Start of Information shown

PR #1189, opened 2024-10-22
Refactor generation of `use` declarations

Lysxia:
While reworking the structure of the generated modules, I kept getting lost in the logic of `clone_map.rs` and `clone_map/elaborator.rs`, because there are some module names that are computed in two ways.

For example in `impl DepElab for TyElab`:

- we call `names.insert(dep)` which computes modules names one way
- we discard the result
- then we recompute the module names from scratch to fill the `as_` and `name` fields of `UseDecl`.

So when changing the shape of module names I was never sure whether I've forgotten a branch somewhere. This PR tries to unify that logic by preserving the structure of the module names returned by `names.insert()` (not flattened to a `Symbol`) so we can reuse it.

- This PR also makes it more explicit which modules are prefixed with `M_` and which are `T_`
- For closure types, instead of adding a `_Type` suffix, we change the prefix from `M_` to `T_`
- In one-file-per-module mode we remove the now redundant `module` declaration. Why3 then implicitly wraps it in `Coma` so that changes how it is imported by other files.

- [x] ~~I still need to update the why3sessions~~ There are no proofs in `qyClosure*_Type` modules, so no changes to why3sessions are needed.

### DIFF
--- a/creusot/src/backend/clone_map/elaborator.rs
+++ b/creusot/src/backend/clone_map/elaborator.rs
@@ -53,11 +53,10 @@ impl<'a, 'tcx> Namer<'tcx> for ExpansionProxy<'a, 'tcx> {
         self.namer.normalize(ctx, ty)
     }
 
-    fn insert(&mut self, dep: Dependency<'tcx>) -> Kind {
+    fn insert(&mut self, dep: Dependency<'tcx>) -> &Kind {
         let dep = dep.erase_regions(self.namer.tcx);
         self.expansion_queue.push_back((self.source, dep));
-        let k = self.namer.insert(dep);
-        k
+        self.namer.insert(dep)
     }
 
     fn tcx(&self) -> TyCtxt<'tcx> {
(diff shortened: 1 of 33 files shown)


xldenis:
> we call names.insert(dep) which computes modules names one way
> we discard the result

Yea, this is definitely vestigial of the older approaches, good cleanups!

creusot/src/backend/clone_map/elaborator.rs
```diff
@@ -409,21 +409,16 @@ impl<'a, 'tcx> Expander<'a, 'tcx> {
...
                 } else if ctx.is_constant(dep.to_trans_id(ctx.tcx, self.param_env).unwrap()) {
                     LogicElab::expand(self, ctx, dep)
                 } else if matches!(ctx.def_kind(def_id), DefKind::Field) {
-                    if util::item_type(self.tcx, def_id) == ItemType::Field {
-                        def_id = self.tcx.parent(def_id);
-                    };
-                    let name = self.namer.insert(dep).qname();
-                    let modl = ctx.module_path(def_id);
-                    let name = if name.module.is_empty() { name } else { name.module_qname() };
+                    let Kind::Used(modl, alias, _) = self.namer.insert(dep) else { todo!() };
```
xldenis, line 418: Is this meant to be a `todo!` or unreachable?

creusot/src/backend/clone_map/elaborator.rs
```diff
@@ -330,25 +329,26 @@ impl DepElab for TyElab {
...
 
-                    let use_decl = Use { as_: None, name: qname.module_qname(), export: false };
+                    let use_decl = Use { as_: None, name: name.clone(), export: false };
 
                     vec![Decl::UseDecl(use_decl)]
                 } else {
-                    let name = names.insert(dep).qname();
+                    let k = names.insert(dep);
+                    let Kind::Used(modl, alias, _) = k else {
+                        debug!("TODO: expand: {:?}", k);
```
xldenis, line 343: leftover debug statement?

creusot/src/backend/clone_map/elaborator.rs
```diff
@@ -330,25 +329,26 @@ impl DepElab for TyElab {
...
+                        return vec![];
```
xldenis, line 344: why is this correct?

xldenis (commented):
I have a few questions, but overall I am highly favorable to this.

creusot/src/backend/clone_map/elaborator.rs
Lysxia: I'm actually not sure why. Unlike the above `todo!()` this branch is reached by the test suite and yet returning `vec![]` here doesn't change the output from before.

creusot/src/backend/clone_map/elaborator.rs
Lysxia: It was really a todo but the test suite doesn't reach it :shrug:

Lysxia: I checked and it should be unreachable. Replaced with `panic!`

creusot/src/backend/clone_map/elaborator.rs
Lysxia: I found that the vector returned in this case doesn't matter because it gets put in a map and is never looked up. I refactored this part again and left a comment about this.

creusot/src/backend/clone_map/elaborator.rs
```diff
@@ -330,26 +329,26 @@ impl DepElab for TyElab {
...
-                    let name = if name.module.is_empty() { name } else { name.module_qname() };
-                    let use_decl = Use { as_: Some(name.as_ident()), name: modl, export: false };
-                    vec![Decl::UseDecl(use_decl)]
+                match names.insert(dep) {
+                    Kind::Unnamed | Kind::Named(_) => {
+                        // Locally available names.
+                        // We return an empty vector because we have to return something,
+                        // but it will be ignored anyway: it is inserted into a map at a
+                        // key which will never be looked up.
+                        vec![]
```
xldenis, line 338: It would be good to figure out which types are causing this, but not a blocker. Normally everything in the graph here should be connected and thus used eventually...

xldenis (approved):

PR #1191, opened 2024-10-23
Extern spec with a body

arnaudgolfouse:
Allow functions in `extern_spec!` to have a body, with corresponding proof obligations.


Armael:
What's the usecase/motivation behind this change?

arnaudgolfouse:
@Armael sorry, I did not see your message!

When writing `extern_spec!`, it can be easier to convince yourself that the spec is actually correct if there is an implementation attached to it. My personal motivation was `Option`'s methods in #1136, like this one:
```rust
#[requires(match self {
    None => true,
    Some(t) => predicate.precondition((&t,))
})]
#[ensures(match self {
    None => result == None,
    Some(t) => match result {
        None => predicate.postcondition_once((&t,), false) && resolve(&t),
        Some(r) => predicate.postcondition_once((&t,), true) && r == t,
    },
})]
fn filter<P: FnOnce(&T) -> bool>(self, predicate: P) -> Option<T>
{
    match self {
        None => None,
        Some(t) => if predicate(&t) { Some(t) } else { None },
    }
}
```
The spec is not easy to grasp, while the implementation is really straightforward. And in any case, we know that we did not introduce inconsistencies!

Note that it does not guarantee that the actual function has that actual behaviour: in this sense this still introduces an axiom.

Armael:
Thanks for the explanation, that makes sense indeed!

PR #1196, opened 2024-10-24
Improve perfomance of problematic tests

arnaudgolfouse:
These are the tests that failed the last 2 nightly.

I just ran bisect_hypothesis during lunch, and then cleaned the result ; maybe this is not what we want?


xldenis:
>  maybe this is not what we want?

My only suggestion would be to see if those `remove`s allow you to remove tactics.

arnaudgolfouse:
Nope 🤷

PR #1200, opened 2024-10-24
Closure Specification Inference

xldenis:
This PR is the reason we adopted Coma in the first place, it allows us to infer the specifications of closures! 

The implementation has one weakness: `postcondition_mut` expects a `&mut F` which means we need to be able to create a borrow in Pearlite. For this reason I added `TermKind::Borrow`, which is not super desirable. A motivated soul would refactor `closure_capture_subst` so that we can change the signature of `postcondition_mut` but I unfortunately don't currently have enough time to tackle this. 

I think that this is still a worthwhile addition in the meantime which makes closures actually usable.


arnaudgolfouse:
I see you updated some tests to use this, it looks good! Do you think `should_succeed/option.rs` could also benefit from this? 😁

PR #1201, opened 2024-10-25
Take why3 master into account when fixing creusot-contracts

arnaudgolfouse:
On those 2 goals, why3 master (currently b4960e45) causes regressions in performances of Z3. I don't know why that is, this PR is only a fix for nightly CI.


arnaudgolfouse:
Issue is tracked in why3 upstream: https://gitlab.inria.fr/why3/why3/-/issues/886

End of Information shown
Start of Information shown

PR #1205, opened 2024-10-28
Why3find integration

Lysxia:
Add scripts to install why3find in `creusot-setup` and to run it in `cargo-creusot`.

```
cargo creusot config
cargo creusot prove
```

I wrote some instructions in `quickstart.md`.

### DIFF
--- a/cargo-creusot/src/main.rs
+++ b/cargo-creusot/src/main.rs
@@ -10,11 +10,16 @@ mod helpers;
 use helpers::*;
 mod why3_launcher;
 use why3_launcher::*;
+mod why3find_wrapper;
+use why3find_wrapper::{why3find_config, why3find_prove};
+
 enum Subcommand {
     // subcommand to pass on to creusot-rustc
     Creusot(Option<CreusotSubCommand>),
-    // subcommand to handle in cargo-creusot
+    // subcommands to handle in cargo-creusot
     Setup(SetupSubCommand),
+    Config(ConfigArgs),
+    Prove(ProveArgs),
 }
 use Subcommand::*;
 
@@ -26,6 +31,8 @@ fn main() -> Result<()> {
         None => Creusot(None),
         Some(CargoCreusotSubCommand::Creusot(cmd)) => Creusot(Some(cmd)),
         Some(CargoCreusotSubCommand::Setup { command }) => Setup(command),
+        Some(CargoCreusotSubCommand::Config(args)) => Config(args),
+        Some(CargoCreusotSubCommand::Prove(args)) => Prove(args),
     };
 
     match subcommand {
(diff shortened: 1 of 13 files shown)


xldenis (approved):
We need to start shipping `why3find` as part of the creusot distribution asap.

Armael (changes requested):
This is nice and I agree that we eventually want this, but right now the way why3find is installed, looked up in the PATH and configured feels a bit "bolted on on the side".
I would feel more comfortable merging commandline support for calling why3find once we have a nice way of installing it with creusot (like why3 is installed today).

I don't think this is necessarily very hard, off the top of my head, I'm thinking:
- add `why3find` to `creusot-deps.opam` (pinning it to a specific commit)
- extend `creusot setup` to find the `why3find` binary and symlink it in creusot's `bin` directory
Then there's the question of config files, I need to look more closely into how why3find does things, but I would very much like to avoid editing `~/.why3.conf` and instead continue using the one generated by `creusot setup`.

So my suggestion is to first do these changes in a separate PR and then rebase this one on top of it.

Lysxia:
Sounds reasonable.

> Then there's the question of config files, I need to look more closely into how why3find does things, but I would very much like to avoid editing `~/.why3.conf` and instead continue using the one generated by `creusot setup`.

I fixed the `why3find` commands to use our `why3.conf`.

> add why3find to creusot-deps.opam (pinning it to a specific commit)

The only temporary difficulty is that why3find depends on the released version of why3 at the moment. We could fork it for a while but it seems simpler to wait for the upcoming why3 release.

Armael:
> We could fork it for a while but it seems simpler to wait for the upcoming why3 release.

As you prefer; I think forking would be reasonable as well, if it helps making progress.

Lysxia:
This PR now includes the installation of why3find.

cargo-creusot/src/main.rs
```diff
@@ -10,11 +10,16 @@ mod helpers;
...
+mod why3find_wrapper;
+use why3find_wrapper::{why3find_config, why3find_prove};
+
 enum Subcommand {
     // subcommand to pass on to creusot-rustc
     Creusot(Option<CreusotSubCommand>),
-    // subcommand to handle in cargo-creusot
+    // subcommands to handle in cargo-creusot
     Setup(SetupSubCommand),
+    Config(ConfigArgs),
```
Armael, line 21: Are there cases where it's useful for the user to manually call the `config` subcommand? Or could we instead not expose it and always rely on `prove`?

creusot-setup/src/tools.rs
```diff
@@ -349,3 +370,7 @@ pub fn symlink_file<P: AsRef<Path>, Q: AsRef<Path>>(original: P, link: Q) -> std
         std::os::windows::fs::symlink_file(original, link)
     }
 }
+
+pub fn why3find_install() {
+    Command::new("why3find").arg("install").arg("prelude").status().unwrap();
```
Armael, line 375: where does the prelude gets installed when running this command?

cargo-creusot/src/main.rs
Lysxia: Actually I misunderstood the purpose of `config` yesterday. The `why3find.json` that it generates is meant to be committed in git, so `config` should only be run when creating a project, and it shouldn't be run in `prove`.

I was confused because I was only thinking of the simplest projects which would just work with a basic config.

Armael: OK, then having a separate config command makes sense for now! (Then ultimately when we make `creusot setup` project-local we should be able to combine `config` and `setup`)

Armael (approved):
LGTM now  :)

End of Information shown
Start of Information shown

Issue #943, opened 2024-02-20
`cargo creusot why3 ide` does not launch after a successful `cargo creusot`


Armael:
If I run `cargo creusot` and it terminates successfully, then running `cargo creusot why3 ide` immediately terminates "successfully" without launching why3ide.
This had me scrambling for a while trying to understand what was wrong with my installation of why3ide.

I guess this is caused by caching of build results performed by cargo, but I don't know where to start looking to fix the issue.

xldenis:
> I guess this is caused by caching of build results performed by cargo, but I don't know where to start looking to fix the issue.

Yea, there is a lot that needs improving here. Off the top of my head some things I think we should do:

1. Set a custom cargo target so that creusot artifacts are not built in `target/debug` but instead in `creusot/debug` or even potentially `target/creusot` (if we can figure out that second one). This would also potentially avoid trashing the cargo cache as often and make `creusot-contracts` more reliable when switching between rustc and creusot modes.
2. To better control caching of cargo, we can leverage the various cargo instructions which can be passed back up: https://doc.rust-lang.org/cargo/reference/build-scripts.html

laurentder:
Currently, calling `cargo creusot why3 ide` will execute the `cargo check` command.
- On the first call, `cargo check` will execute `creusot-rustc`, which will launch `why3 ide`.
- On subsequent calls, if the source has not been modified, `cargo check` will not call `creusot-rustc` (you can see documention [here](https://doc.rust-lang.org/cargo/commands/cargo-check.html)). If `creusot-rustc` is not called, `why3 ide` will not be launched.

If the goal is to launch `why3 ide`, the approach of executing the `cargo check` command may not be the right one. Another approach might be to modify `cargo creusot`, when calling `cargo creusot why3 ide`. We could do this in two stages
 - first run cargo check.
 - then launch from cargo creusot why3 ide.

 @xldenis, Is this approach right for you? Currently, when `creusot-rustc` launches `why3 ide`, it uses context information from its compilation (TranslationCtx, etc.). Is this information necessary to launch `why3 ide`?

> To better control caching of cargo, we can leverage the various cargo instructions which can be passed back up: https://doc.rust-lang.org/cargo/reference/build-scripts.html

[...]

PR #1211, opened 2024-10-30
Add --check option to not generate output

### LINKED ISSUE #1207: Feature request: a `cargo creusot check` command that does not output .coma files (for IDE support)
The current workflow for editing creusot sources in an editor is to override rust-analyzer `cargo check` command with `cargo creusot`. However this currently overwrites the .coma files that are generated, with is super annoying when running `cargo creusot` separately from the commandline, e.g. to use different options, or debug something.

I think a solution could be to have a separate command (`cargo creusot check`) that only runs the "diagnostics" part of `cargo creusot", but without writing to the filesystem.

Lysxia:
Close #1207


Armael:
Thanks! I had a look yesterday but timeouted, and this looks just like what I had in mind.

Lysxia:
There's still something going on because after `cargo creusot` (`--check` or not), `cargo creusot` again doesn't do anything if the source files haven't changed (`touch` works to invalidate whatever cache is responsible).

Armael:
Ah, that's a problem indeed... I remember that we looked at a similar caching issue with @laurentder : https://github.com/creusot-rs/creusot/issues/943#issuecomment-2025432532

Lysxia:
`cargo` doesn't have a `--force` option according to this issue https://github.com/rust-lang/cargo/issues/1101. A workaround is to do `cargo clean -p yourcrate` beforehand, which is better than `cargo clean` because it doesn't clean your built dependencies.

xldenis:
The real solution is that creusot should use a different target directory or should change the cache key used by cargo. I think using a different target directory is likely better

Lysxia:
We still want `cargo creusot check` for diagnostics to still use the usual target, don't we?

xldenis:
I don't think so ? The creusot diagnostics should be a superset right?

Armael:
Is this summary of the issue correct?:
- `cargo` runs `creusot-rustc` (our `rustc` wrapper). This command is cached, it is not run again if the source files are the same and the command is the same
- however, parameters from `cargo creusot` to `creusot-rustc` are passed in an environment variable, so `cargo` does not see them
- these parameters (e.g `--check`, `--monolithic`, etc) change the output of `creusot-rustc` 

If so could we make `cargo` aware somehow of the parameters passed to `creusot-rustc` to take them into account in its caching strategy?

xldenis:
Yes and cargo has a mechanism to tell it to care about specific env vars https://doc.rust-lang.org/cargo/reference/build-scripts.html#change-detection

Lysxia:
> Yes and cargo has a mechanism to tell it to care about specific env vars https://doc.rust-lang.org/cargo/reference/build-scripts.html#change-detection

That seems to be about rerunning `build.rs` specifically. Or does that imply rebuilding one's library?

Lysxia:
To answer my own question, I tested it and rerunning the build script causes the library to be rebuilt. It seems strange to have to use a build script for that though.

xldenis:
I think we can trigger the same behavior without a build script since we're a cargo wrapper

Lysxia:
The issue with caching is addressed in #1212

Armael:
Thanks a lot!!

End of Information shown

Your objective >>
Copy out precisely the lines from the line with "I see you updated" to the line with "Issue is tracked" in the material above, including those two lines and omitting all the rest.

The completed task >>
I see you updated some tests to use this, it looks good! Do you think `should_succeed/option.rs` could also benefit from this? 😁

PR #1201, opened 2024-10-25
Take why3 master into account when fixing creusot-contracts

arnaudgolfouse:
On those 2 goals, why3 master (currently b4960e45) causes regressions in performances of Z3. I don't know why that is, this PR is only a fix for nightly CI.


arnaudgolfouse:
Issue is tracked in why3 upstream: https://gitlab.inria.fr/why3/why3/-/issues/886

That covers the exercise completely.